## [WORK INSTRUCTIONS]
Across the listing below, how many lines include the word "changing"? The answer is that number, with nothing added.

## [SOURCE DATA]
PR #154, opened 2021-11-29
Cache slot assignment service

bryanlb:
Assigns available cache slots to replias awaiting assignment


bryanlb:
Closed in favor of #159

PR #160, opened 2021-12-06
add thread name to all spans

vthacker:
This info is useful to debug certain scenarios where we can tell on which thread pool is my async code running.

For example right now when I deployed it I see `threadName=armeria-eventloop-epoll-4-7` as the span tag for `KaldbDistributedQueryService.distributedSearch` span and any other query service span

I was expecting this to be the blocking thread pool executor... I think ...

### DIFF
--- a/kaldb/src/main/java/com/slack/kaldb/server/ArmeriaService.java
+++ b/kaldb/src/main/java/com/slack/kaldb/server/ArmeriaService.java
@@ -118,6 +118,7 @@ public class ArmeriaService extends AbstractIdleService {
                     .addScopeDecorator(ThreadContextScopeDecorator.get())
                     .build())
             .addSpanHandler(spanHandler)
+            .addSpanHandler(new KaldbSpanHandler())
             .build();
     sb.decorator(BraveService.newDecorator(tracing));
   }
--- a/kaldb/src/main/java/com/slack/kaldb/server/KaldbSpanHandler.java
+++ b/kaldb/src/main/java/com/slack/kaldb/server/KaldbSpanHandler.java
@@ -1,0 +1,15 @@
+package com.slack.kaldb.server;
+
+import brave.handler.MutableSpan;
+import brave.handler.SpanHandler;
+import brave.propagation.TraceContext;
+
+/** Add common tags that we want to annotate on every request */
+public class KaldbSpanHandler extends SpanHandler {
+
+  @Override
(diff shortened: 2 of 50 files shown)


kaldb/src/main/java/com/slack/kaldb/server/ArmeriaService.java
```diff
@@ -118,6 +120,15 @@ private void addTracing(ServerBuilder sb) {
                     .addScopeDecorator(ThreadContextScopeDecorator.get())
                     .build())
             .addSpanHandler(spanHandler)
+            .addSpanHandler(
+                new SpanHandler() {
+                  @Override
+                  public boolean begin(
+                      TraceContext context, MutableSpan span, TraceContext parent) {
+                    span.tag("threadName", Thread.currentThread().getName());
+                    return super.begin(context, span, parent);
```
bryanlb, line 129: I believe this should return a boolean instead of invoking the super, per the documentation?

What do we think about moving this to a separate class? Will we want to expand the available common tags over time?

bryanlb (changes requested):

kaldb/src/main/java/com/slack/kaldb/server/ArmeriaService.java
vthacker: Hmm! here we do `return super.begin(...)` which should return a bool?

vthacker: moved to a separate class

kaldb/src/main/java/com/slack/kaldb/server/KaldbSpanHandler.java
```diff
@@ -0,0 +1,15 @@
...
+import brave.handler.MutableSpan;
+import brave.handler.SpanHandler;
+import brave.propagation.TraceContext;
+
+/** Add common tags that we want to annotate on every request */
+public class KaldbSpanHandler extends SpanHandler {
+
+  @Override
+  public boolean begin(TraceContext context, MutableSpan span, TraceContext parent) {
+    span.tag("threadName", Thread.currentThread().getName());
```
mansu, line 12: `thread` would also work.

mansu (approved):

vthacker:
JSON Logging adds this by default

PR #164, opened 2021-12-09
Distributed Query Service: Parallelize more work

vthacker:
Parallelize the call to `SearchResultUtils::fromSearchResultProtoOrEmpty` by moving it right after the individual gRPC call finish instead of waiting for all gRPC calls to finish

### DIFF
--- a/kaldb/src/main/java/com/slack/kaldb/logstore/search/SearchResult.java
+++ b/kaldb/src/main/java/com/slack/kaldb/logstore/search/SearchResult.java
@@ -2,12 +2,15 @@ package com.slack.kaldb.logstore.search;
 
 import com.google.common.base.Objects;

* * *

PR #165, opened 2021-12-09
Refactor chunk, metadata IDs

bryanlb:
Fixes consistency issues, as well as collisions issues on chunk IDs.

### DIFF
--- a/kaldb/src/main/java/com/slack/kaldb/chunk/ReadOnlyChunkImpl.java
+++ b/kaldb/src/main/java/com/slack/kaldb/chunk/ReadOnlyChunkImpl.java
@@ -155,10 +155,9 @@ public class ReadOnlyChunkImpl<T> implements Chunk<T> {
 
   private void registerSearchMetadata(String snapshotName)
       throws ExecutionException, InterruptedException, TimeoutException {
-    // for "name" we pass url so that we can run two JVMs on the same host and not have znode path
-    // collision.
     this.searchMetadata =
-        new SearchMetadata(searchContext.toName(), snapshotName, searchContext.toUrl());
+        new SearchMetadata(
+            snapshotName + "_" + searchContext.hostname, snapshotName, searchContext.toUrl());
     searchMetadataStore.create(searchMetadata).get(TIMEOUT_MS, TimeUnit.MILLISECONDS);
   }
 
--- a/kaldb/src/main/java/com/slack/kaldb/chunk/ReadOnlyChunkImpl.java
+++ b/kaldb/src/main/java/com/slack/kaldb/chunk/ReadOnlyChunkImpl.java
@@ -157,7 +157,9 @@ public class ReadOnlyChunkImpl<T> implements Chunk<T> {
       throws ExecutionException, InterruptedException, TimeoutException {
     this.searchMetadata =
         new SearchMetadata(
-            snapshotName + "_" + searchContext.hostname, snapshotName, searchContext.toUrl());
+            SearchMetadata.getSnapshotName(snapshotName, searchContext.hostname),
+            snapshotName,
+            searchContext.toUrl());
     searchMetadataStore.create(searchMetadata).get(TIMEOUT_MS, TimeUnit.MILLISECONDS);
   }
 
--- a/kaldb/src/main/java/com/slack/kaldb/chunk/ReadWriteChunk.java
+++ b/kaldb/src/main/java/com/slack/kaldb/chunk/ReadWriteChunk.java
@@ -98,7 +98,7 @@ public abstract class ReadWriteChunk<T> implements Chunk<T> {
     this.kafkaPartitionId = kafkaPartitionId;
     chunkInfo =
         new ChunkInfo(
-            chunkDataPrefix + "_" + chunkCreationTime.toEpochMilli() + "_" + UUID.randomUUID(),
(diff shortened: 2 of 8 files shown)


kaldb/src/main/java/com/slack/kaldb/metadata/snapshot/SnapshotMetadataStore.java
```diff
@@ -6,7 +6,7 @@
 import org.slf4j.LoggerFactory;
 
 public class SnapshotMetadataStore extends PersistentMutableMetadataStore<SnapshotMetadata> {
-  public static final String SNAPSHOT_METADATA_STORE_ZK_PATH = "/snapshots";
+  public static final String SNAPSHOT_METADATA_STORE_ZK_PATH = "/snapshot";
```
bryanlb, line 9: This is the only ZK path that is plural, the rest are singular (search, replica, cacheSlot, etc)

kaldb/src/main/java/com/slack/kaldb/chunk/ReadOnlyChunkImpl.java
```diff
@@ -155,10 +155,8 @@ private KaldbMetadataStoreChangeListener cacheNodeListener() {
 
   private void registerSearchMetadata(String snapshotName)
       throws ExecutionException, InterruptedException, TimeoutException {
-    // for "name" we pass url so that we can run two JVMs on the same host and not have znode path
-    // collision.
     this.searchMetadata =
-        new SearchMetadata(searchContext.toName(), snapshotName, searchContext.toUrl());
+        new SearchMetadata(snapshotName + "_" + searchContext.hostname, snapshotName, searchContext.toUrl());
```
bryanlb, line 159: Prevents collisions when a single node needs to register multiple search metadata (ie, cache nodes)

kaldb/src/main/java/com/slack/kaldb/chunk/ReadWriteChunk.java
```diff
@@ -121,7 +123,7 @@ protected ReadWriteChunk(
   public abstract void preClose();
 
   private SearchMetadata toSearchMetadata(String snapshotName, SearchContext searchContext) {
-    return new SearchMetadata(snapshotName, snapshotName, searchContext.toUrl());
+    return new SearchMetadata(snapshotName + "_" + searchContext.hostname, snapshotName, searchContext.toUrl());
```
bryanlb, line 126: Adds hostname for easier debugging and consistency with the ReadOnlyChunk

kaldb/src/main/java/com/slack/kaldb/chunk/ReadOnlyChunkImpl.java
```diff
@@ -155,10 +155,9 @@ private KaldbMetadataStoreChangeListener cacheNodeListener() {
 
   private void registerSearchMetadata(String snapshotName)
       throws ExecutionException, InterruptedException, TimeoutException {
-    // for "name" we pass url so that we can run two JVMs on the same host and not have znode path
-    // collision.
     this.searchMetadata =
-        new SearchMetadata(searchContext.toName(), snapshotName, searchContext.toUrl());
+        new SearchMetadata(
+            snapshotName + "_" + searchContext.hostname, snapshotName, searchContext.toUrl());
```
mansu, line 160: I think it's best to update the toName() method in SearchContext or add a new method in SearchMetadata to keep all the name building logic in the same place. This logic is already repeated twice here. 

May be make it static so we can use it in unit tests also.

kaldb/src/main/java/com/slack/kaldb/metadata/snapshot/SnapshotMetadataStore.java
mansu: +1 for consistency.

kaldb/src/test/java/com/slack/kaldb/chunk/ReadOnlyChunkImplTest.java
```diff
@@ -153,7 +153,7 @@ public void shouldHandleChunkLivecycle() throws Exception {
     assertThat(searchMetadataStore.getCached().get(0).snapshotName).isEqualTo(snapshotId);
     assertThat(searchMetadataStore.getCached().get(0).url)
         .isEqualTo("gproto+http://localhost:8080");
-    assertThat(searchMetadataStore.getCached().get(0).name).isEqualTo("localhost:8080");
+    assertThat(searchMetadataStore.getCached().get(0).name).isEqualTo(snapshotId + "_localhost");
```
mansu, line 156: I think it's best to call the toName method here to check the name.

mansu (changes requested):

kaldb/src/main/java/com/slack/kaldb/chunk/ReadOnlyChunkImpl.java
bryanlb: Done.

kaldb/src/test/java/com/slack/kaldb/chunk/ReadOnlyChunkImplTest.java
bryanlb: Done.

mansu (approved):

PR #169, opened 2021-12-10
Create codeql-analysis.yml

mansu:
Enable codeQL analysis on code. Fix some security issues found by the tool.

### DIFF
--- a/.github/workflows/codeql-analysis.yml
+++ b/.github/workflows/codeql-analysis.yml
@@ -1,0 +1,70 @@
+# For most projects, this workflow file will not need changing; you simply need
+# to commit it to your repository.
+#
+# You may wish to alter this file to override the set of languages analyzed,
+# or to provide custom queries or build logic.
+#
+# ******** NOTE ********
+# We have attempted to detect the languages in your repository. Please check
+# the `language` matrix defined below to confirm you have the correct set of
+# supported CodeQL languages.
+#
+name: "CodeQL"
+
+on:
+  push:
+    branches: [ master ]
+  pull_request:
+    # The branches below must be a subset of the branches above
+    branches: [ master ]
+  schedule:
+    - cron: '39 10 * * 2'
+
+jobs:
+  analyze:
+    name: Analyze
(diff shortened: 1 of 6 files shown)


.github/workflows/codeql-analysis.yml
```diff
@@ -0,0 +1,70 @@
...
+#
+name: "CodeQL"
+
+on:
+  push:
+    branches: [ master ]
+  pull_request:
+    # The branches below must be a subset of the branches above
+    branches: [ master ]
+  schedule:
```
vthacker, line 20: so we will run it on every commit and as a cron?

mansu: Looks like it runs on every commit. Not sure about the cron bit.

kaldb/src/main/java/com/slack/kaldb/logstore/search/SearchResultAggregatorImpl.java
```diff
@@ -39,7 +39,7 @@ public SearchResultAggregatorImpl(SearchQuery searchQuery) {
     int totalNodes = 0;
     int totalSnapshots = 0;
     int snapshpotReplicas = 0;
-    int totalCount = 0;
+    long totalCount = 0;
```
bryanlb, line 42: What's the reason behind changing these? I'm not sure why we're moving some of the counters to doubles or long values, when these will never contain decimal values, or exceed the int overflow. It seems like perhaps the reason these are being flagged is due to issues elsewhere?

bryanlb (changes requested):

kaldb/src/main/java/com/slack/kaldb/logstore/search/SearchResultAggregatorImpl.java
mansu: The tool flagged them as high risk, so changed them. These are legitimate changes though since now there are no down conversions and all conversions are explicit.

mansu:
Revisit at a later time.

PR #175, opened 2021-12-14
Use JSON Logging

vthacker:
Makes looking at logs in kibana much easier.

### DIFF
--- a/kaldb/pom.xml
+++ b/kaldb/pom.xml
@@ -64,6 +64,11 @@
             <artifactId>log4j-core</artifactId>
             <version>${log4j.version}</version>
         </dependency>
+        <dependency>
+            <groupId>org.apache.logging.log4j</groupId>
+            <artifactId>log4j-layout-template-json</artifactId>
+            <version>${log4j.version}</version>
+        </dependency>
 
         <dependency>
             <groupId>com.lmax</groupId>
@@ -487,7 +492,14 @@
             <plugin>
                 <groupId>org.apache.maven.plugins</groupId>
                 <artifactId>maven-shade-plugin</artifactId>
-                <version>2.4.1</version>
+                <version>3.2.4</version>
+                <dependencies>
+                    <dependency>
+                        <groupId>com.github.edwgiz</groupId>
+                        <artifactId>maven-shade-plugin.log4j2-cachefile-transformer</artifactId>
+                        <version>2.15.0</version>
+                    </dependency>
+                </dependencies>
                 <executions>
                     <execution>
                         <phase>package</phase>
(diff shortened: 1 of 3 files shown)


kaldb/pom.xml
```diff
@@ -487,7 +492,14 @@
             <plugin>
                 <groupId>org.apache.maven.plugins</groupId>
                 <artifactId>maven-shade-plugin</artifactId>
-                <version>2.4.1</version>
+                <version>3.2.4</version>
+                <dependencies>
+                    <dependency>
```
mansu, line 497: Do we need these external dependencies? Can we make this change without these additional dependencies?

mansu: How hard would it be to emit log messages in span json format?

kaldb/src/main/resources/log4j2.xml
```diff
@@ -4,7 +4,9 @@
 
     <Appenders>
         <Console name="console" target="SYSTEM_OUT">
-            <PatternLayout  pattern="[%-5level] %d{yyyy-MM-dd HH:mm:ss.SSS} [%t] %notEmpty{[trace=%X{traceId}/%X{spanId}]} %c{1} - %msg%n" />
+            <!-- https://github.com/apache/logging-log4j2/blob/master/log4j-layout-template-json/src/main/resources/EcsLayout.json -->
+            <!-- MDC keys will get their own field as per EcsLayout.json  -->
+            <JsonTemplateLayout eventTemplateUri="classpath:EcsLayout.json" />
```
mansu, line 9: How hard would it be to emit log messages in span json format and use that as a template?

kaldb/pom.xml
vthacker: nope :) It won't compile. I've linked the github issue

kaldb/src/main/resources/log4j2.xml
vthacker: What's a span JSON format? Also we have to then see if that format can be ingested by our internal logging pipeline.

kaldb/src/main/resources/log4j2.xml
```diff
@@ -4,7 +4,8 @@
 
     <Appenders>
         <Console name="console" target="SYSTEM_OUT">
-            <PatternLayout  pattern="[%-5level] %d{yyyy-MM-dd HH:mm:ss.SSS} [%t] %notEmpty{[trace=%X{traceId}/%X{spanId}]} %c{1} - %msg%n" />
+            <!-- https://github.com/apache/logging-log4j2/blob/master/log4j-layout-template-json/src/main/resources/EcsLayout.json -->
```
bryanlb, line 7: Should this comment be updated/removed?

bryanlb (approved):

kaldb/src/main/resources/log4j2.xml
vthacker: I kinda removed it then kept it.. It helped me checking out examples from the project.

## [EXERCISE RESULT]
2